PR #1628, opened 2024-06-23
Fixed outdated MDN link, i18n both AMO links

Gitoffthelawn:


README.md
```diff
@@ -1,4 +1,4 @@
-[link-amo]: https://addons.mozilla.org/en-US/firefox/addon/cookie-autodelete/
+[link-amo]: https://addons.mozilla.org/firefox/addon/cookie-autodelete/
```
kennethtran93, line 1: Doesn't appear this change would make any difference - for me the revised link would still redirect to include `en-US`, but if AMO is automatically adding it in then removing it wouldn't hurt to allow for auto localization of webpage to their own language.

README.md
```diff
@@ -8,7 +8,7 @@
 
 # Cookie AutoDelete
 
-Control your cookies! This extension is inspired by [Self-Destructing Cookies](https://addons.mozilla.org/en-US/firefox/addon/self-destructing-cookies/). When a tab closes, any cookies not being used are automatically deleted. Prevent tracking by other cookies and add only the ones you trust. Easily import and export your cookie whitelist.
+Control your cookies! This extension is inspired by [Self-Destructing Cookies](https://addons.mozilla.org/firefox/addon/self-destructing-cookies/). When a tab closes, any cookies not being used are automatically deleted. Prevent tracking by other cookies and add only the ones you trust. Easily import and export your cookie whitelist.
```
kennethtran93, line 11: Should probably remove the link entirely at this point since that extension is no longer visible on the site at all.

kennethtran93 (approved):
I'll approve as-is.

README.md
Gitoffthelawn: > Doesn't appear this change would make any difference - for me the revised link would still redirect to include `en-US`, but if AMO is automatically adding it in then removing it wouldn't hurt to allow for auto localization of webpage to their own language.

Yes, AMO auto-localizes for the user's locale.  Thus it's best practice to not force a locale.

README.md
Gitoffthelawn: > Should probably remove the link entirely at this point since that extension is no longer visible on the site at all.

Yes, can remove link or use Wayback Machine.  Wayback is still offline though. :(

README.md
krystian3w: For Firefox 123+ at Android could be shorter:

https://addons.mozilla.org/firefox/addon/cookie-autodelete/

Firefox less 123 may need use link for PC/macOS with "/firefox".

════════

:: Instructions for the task ::
Transcribe exactly, please, the lines from the one with "krystian3w: For Firefox" to the last line of the entries above, ends included.

:: Reply to the task ::
krystian3w: For Firefox 123+ at Android could be shorter:

https://addons.mozilla.org/firefox/addon/cookie-autodelete/

Firefox less 123 may need use link for PC/macOS with "/firefox".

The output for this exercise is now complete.